The combined impact of the 2013 and 2012 annual updates resulted in a net operating earnings decrease of $55 million. This unfavorable impact
was primarily related to 2012 DAC unlockings in the variable annuity business, partially offset by less unfavorable life business unlockings in 2013.In
addition to our annual updates, certain insurance-related liabilities and DAC refinements recorded in both 2013 and 2012 resulted in a $76 million
increase in operating earnings.
Also contributing to the increase in operating earnings was a decline in expenses of $30 million, primarily driven by $100 million of savings from
the Company’s enterprise-wide strategic initiative, partially offset by an increase of $61 million related to increases in litigation reserves and
postretirement benefit obligations.
Year Ended December 31, 2012 Compared with the Year Ended December 31, 2011
Unless otherwise stated, all amounts (with the exception of sales data) discussed below are net of income tax.

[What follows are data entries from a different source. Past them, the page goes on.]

PR #103, opened 2019-09-25
Drop "raw" option for queries & keep __queryCache normalized (#99)

### LINKED ISSUE #99: [optimization] Keep __queryCache normalized
First brought this up in issue #91. I'm separating it out since it's a related, but essentially different, issue.
 
> Filter/remove [now-] unused data from __queryCache, so root type objects in query results [in __queryCache] have no properties except __typename and id (the two that are needed to find the object among our cached model instances).

See PR #97 for some discussion about how this should work with "raw" queries.

Based on my branch for #97 I started implementing this went the approach of keeping __queryCache normalized by default (no option), and to not worry about "raw" queries too much as long as they return the results as plain js objects. See https://github.com/zenflow/mst-gql/compare/fix-ssr...zenflow:normalize-cache.

The problem with that is that (aside from returning some extra data that was not requested in the query selector as mentioned in #97, which is unavoidable unless we filter based on the parsed query selector) many schemas have recursion (e.g. `user.todos[0].user.todos[0].user`), so the result of a "raw" query may be an object of "circular structure" which can't be serialized to JSON.

image

With that approach, the raw query results are really not the same type of object as they were before, and we are really getting far away from the notion of "raw" results that haven't been changed/enhanced.

At this point I propose we drop the "raw" option for queries, and focus on making mst-gql work perfectly when we want query results cached/enhanced/deduplicated/etc (which. if I'm not mistaken, is the vast majority of the time). I don't think anyone will miss the "raw" option. What do you guys think? If nobody can think of a potential use-case for it, perhaps we can remove it and see if anyone misses it and if they really needed it.

/cc @chrisdrackett @mattiasewers

zenflow:
This is how I would like to resolve #99 (follow-up to issue #91 / PR #97).

Notice that none of the examples needed to be changed 😃 

I added a new snapshot test before making the changes, so you can observe the effect of this optimization via the changes to the snapshot in 34cb585

/cc @chrisdrackett @mattiasewers

### DIFF
--- a/README.md
+++ b/README.md
@@ -355,7 +355,7 @@ async function preload() {
 
 # 🍿 In-depth store semantics 🍿
 
-mst-gql generates model types for every object type in your graphql definition. (Except for those excluded using the `excludes` flag). For any query or mutation that is executed by the store, the returned data will be automatically, and recursively parsed into those generated MST models (unless the `raw` flag is set). This means that for any query, you get a 'rich' object back. Finding the right model type is done based on the GraphQL meta field `__typename`, so make sure to include it in your graphql queries!
+mst-gql generates model types for every object type in your graphql definition. (Except for those excluded using the `excludes` flag). For any query or mutation that is executed by the store, the returned data will be automatically, and recursively parsed into those generated MST models. This means that for any query, you get a 'rich' object back. Finding the right model type is done based on the GraphQL meta field `__typename`, so make sure to include it in your graphql queries!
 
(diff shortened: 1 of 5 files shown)


mattiasewers:
@zenflow @chrisdrackett I am ok with dropping `raw` I think anyone who'd want to use this package want to use mst 😄 

There is a small conflict in the readme now.

zenflow:
> There is a small conflict in the readme now.

Resolved

PR #106, opened 2019-09-25
Support customizing model base

zenflow:
The last change on my wish list:

This is a small but important change to the generator to "Generate & consume customizable module containing ModelBase" (26b887b).

The next time a user runs scaffold, a `ModelBase` module **which can be manually edited** is placed in outDir:

```ts
import { MSTGQLObject } from "mst-gql"

export const ModelBase = MSTGQLObject
```

and `xxxModel.base` module is changed to import & use that `ModelBase` instead of `MSTGQLObject` directly.

This will allow us (mst-gql users/consumers) to extend & enhance the common ancestor of every model, similar to how we can already extend & enhance the RootStore & the individual models. This means we have full customization control of mst classes, and can do a lot of neat things on top of what mst-gql provides! (and ideally move the good ideas of general usefulness into this repo)

@chrisdrackett @mattiasewers If this is cool with you then I will finish this WIP by updating the README & examples 1 through 4.


mattiasewers:
@zenflow @chrisdrackett This change is ok with me, if we could get another ok from the other contributors I can merge this

chrisdrackett:
I think this looks really good as well! Lets get some documentation in this PR and I'm more than happy to merge it!

zenflow:
> Lets get some documentation in this PR and I'm more than happy to merge it!

@chrisdrackett documentation updated! 

I guess we can leave the remaining examples as they are, since the migration to having a `ModelBase` module is seamless. So only the 5-nextjs example integrates this change so far.

chrisdrackett:
probably should have gotten this in with `0.5.0` 😩

zenflow:
We can release 0.6.0 now as well if we want. :)

Are you a user of gitter or spectrum.chat or slack or anything like that for collaboration?

chrisdrackett:
yeah, but we don't currently have anything setup for this project. I'll set something up!

PR #109, opened 2019-09-25
have format command run on entire project.

chrisdrackett:
restablish baseline formatting

### DIFF
--- a/.prettierignore
+++ b/.prettierignore
@@ -1,11 +1,28 @@
+# config
+.DS_Store
+.gitignore
+.prettierignore
+
 # build files
 .circleci/
 .rts2*/
 .vscode/
 dist/
+.cache/
+.next/
+
+# test files
+__snapshots__
 
 # mst-gql generated files
 **/models/index.*
 **/models/reactUtils.*
 **/models/*.base.*
 **/models/*Enum.*
+
+# yarn
+yarn.lock
+yarn-error.log
+
+# etc
+LICENSE
--- a/.prettierignore
+++ b/.prettierignore
@@ -1,15 +1,8 @@
-# config
-.DS_Store
-.gitignore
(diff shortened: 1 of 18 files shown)


.prettierignore
```diff
@@ -1,11 +1,28 @@
+# config
+.DS_Store
+.gitignore
+.prettierignore
```
zenflow: @chrisdrackett Can we replace many of these lines with a single `.*` line to ignore all dot-files & dot-folders? That would also cover IDE-related folders like the `.idea` folder Jetbrains WebStorm creates. Currently prettier is picking up some files in that folder and complains that the file type is unsupported.

package.json
```diff
@@ -34,7 +34,7 @@
     "test": "jest test && cd examples/2-scaffolding && yarn && yarn start",
     "watch": "jest test --watch",
     "build": "microbundle --no-compress --external mobx,mobx-react,mobx-state-tree,graphql-tag,graphql,react,react-dom,graphql-request",
-    "format": "prettier --write ./**/*"
+    "format": "prettier --write '**/*'"
```
zenflow: This line!

So removing the `./` bit magically fixed the problems I was having running prettier on some directories.

The single-quotes around `**/*` isn't Windows compatible because cmd.exe doesn't strip quotes from around command-line arguments. But I know the quotes are desired in linux so that the glob pattern is passed as-is to prettier command, and not expanded by the shell into megabytes of filenames from node_modules. So for now I'll just patch my local working copy here.

chrisdrackett: yeah, for some reason without the quotes prettier ignores `examples` for example. I have no idea why...

zenflow:
@chrisdrackett I almost forgot to thank you for fixing this up when I needed it! Thanks!

PR #288, opened 2020-10-06
Fix interface generation/references 

### LINKED ISSUE #256: Interfaces from graphql schema not generated into models, but used in rootStore actions
I have a schema with interface:

```
type Query {
    available(input: AvailableInput): [Element!]
}
input AvailableInput {
    elementID: ID!
}

interface Element {
    payload: Payload!
}

type FixedElement implements Element {
    payload: Payload!
    value: String!
}

type NumberElement implements Element {
    payload: Payload!
    amount: String!
}

type Payload {
    value: ID!
}
```

After generating I have an error in rootStore.base.ts with using `ElementModelType` but its not exists.

Repo with error reproduction: [https://github.com/ivkirill/mst-gql-interface ](url)

special-character:
closes #256 

This effectively does the same thing we have done for unions in the past: https://github.com/mobxjs/mst-gql/pull/257

- Adds type export from the interface selector file (full model files are not generated for abstract types)
- RootStore.base now imports correct selectors and primitives from the selector file and uses them in the actions

In this PR I also updated tests to expect the new generated code as well as fixing the tests running by putting the `.babelrc` file back.


.babelrc
```diff
@@ -0,0 +1,10 @@
+{
```
special-character, line 1: I added this file back in so jest tests would succeed. I had to take out one extra line that rollup was complaining about: https://github.com/mobxjs/mst-gql/pull/288/commits/72495b3aedd08233aa55e09d2c2e2ce1c9588edd

I tried to use [rollup-jest](https://github.com/ambar/rollup-jest) but tests hang and never succeed.

jesse-savary:
Looks good! I'll sort out the conflict and get this merged, thank you.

We implemented extensive changes to product pricing and variable annuity guarantee features as we continued to manage sales volume,
focusing on pricing discipline and risk management in this challenging economic environment. These actions resulted in a net decrease in the overall
segment sales in 2012, most notably a $10.7 billion, or 38% decrease in variable annuity sales which were $17.7 billion in 2012. Consistent with the
decrease in sales, retail life and annuity net flows were down $12.2 billion compared to 2011.
Stronger sales of variable annuities in 2011 increased our average separate account assets and, as a result, generated higher asset-based fee
revenues, partially offset by increases in non-deferrable expenses, increases in GMDB liabilities and higher DAC amortization related to the strong
2011 sales. Positive net flows from life products, as well as higher allocated equity for annuities increased net investment income. These positive net
flows also contributed to higher DAC amortization. Business growth, mainly in our traditional life products, generated higher interest credited expense;
however, this was somewhat mitigated by a decrease in interest credited on deferred annuities where normal surrenders and withdrawals were
greater than sales for the year, resulting in negative net flows. In our property & casualty business, the increase in average premium per policy in both
auto and homeowners businesses improved operating earnings, but was partially offset by a decrease in exposures. We experienced a decrease in
exposures as the negative impact from lower premiums exceeded the positive impact from lower claims. The net impact of these items resulted in a
$198 million increase in operating earnings.
The improving equity market resulted in higher fee income from increased separate account balances, a decrease in variable annuity GMDB
liabilities and lower DAC amortization. In addition, the low interest rate environment continued to result in lower interest credited expense, as we
reduced interest credited rates on contracts with discretionary rate reset provisions. Higher derivatives income from interest rate floors purchased
prior to the onset of the low interest rate environment and higher returns on our private equity investments more than offset the decrease in yields on
other invested asset classes. The net impact of these items resulted in a $174 million increase in operating earnings. Also, the impact of the low
interest rate environment contributed to less favorable experience resulting in a reduction to our dividend scale, mainly within the closed block, which
was announced in the fourth quarter of 2011. This dividend action favorably impacted operating earnings by $19 million, net of DAC amortization.
With respect to the results of the closed block, the impact of this dividend action was offset by other earnings drivers of the closed block, including
net investment income, which were unfavorable and have been incorporated in the respective discussions herein.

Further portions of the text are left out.